▶ _About this task_
The response should be a precise copy of every entry.
═════ Study material ═════
PR #6178, opened 2023-12-19
feat: add support for remaining fields in Kubernetes SD

### LINKED ISSUE #6087: Support other fields available in KubernetesSDConfigs
**What is missing?**

We didn't cover all fields in initial PR for KubernetesSDConfigs https://github.com/prometheus-operator/prometheus-operator/pull/5675, this request is to support remaining  fields in https://prometheus.io/docs/prometheus/latest/configuration/configuration/#kubernetes_sd_config 

**Why do we need it?**

To complete the feature

**Environment**

slashpai:
Fixes #6087

## Description

## Type of change

## Changelog entry

```release-note
feat: add support for remaining fields in Kubernetes SD in ScrapeConfig
```


slashpai:
@simonpasquier This should be good for review :)

pkg/prometheus/promcfg.go
```diff
@@ -2499,11 +2499,79 @@ func (cg *ConfigGenerator) generateScrapeConfig(
...
+			configs[i] = append(configs[i], yaml.MapItem{
+				Key:   "role",
+				Value: strings.ToLower(string(config.Role)),
+			})
+
+			configs[i] = cg.addBasicAuthToYaml(configs[i], assetStoreKey, store, config.BasicAuth)
+			configs[i] = cg.addSafeAuthorizationToYaml(configs[i], fmt.Sprintf("scrapeconfig/auth/%s/%s/kubernetessdconfig/%d", sc.GetNamespace(), sc.GetName(), i), store, config.Authorization)
+			configs[i] = cg.addOAuth2ToYaml(configs[i], config.Oauth2, store.OAuth2Assets, assetStoreKey)
+
+			if config.ProxyConfig != nil {
```
simonpasquier, line 2520: there's a lot of repetition with existing code. We need a utility function that translates a ProxyConfig field into Prometheus YAML config.

pkg/prometheus/promcfg.go
```diff
@@ -2499,11 +2499,79 @@ func (cg *ConfigGenerator) generateScrapeConfig(
...
+					Value: config.EnableHttp2,
+				})
+			}
+
+			if config.TLSConfig != nil {
+				configs[i] = addSafeTLStoYaml(configs[i], sc.GetNamespace(), *config.TLSConfig)
+			}
+
+			if config.Namespaces != nil {
+				configs[i] = append(configs[i], yaml.MapItem{
```
simonpasquier, line 2571: I'd rather iterate over every field than assuming an identical serialization between the CRD and Prometheus configuration.

pkg/prometheus/promcfg.go
```diff
@@ -2530,6 +2598,17 @@ func (cg *ConfigGenerator) generateScrapeConfig(
 					Value: selectors,
 				})
 			}
+
+			if config.AttachMetadata != nil {
+				switch config.Role {
```
simonpasquier, line 2603:
```suggestion
				switch strings.ToLower(config.Role) {
```

pkg/prometheus/promcfg.go
```diff
@@ -2530,6 +2598,17 @@ func (cg *ConfigGenerator) generateScrapeConfig(
...
+				case "pod", "Pod":
+					configs[i] = cg.WithMinimumVersion("2.35.0").AppendMapItem(configs[i], "attach_metadata", config.AttachMetadata)
+				case "endpoints", "Endpoints", "endpointslice", "EndpointSlice":
+					configs[i] = cg.WithMinimumVersion("2.37.0").AppendMapItem(configs[i], "attach_metadata", config.AttachMetadata)
+				default:
+					level.Warn(cg.logger).Log("msg", fmt.Sprintf("ignoring attachMetadata not supported by Prometheus for role: %s", config.Role))
```
simonpasquier, line 2609: should we reject the resource in the first place?

slashpai: I think its ok to warn than rejecting the resource. We do similar for other version specific newer fields.

pkg/prometheus/promcfg.go
slashpai: sure, I can do that in follow up PR since ProxyConfig is used in a few SDConfigs as well

slashpai:
@simonpasquier addressed comments. could you please review again?

pkg/prometheus/promcfg.go
simonpasquier: I'm on the fence too. Prometheus wouldn't fail either if you configure node's metadata with a service role so a warning is probably fine.
For clarity in the CRD description, it would be better to duplicate the struct from pkg/api/monitoring/v1 and state in the v1alpha1 comment that it's only valid for Pod, Endpoint and Endpointslice roles.

pkg/prometheus/resource_selector.go
```diff
@@ -766,8 +766,38 @@ func (rs *ResourceSelector) SelectScrapeConfigs(ctx context.Context, listFn List
...
+			return fmt.Errorf("[%d]: %w", i, err)
+		}
+
+		if config.ProxyConfig != nil {
+			if err := validateProxyConfig(ctx, config.ProxyConfig, rs.store, sc.GetNamespace()); err != nil {
+				return fmt.Errorf("[%d]: %w", i, err)
+			}
+		}
+
+		if config.APIServer != nil && config.Namespaces != nil {
```
simonpasquier, line 795:
```suggestion
		if config.APIServer != nil && len(config.Namespaces) > 0 {
```

slashpai: config.Namespaces isn't array so we wouldn't be able to use `len()`

slashpai:
@simonpasquier addressed comments

pkg/prometheus/promcfg.go
```diff
@@ -2498,11 +2498,89 @@ func (cg *ConfigGenerator) generateScrapeConfig(
...
+
+			if config.TLSConfig != nil {
+				configs[i] = addSafeTLStoYaml(configs[i], sc.GetNamespace(), *config.TLSConfig)
+			}
+
+			if config.Namespaces != nil {
+				namespaces := []yaml.MapItem{
+					{
+						Key:   "own_namespace",
+						Value: config.Namespaces.IncludeOwnNamespace,
```
simonpasquier, line 2573: we need to test IncludeOwnNamespace against nil

slashpai: I added two more tests for this

simonpasquier: I mean that when IncludeOwnNamespace it shouldn't appear in the generated config.

simonpasquier (approved):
═════
▶ _Expected answer_
PR #6178, opened 2023-12-19
feat: add support for remaining fields in Kubernetes SD

### LINKED ISSUE #6087: Support other fields available in KubernetesSDConfigs
**What is missing?**

We didn't cover all fields in initial PR for KubernetesSDConfigs https://github.com/prometheus-operator/prometheus-operator/pull/5675, this request is to support remaining  fields in https://prometheus.io/docs/prometheus/latest/configuration/configuration/#kubernetes_sd_config 

**Why do we need it?**

To complete the feature

**Environment**

slashpai:
Fixes #6087

## Description

## Type of change

## Changelog entry

```release-note
feat: add support for remaining fields in Kubernetes SD in ScrapeConfig
```


slashpai:
@simonpasquier This should be good for review :)

pkg/prometheus/promcfg.go
```diff
@@ -2499,11 +2499,79 @@ func (cg *ConfigGenerator) generateScrapeConfig(
...
+			configs[i] = append(configs[i], yaml.MapItem{
+				Key:   "role",
+				Value: strings.ToLower(string(config.Role)),
+			})
+
+			configs[i] = cg.addBasicAuthToYaml(configs[i], assetStoreKey, store, config.BasicAuth)
+			configs[i] = cg.addSafeAuthorizationToYaml(configs[i], fmt.Sprintf("scrapeconfig/auth/%s/%s/kubernetessdconfig/%d", sc.GetNamespace(), sc.GetName(), i), store, config.Authorization)
+			configs[i] = cg.addOAuth2ToYaml(configs[i], config.Oauth2, store.OAuth2Assets, assetStoreKey)
+
+			if config.ProxyConfig != nil {
```
simonpasquier, line 2520: there's a lot of repetition with existing code. We need a utility function that translates a ProxyConfig field into Prometheus YAML config.

pkg/prometheus/promcfg.go
```diff
@@ -2499,11 +2499,79 @@ func (cg *ConfigGenerator) generateScrapeConfig(
...
+					Value: config.EnableHttp2,
+				})
+			}
+
+			if config.TLSConfig != nil {
+				configs[i] = addSafeTLStoYaml(configs[i], sc.GetNamespace(), *config.TLSConfig)
+			}
+
+			if config.Namespaces != nil {
+				configs[i] = append(configs[i], yaml.MapItem{
```
simonpasquier, line 2571: I'd rather iterate over every field than assuming an identical serialization between the CRD and Prometheus configuration.

pkg/prometheus/promcfg.go
```diff
@@ -2530,6 +2598,17 @@ func (cg *ConfigGenerator) generateScrapeConfig(
 					Value: selectors,
 				})
 			}
+
+			if config.AttachMetadata != nil {
+				switch config.Role {
```
simonpasquier, line 2603:
```suggestion
				switch strings.ToLower(config.Role) {
```

pkg/prometheus/promcfg.go
```diff
@@ -2530,6 +2598,17 @@ func (cg *ConfigGenerator) generateScrapeConfig(
...
+				case "pod", "Pod":
+					configs[i] = cg.WithMinimumVersion("2.35.0").AppendMapItem(configs[i], "attach_metadata", config.AttachMetadata)
+				case "endpoints", "Endpoints", "endpointslice", "EndpointSlice":
+					configs[i] = cg.WithMinimumVersion("2.37.0").AppendMapItem(configs[i], "attach_metadata", config.AttachMetadata)
+				default:
+					level.Warn(cg.logger).Log("msg", fmt.Sprintf("ignoring attachMetadata not supported by Prometheus for role: %s", config.Role))
```
simonpasquier, line 2609: should we reject the resource in the first place?

slashpai: I think its ok to warn than rejecting the resource. We do similar for other version specific newer fields.

pkg/prometheus/promcfg.go
slashpai: sure, I can do that in follow up PR since ProxyConfig is used in a few SDConfigs as well

slashpai:
@simonpasquier addressed comments. could you please review again?

pkg/prometheus/promcfg.go
simonpasquier: I'm on the fence too. Prometheus wouldn't fail either if you configure node's metadata with a service role so a warning is probably fine.
For clarity in the CRD description, it would be better to duplicate the struct from pkg/api/monitoring/v1 and state in the v1alpha1 comment that it's only valid for Pod, Endpoint and Endpointslice roles.

pkg/prometheus/resource_selector.go
```diff
@@ -766,8 +766,38 @@ func (rs *ResourceSelector) SelectScrapeConfigs(ctx context.Context, listFn List
...
+			return fmt.Errorf("[%d]: %w", i, err)
+		}
+
+		if config.ProxyConfig != nil {
+			if err := validateProxyConfig(ctx, config.ProxyConfig, rs.store, sc.GetNamespace()); err != nil {
+				return fmt.Errorf("[%d]: %w", i, err)
+			}
+		}
+
+		if config.APIServer != nil && config.Namespaces != nil {
```
simonpasquier, line 795:
```suggestion
		if config.APIServer != nil && len(config.Namespaces) > 0 {
```

slashpai: config.Namespaces isn't array so we wouldn't be able to use `len()`

slashpai:
@simonpasquier addressed comments

pkg/prometheus/promcfg.go
```diff
@@ -2498,11 +2498,89 @@ func (cg *ConfigGenerator) generateScrapeConfig(
...
+
+			if config.TLSConfig != nil {
+				configs[i] = addSafeTLStoYaml(configs[i], sc.GetNamespace(), *config.TLSConfig)
+			}
+
+			if config.Namespaces != nil {
+				namespaces := []yaml.MapItem{
+					{
+						Key:   "own_namespace",
+						Value: config.Namespaces.IncludeOwnNamespace,
```
simonpasquier, line 2573: we need to test IncludeOwnNamespace against nil

slashpai: I added two more tests for this

simonpasquier: I mean that when IncludeOwnNamespace it shouldn't appear in the generated config.

simonpasquier (approved):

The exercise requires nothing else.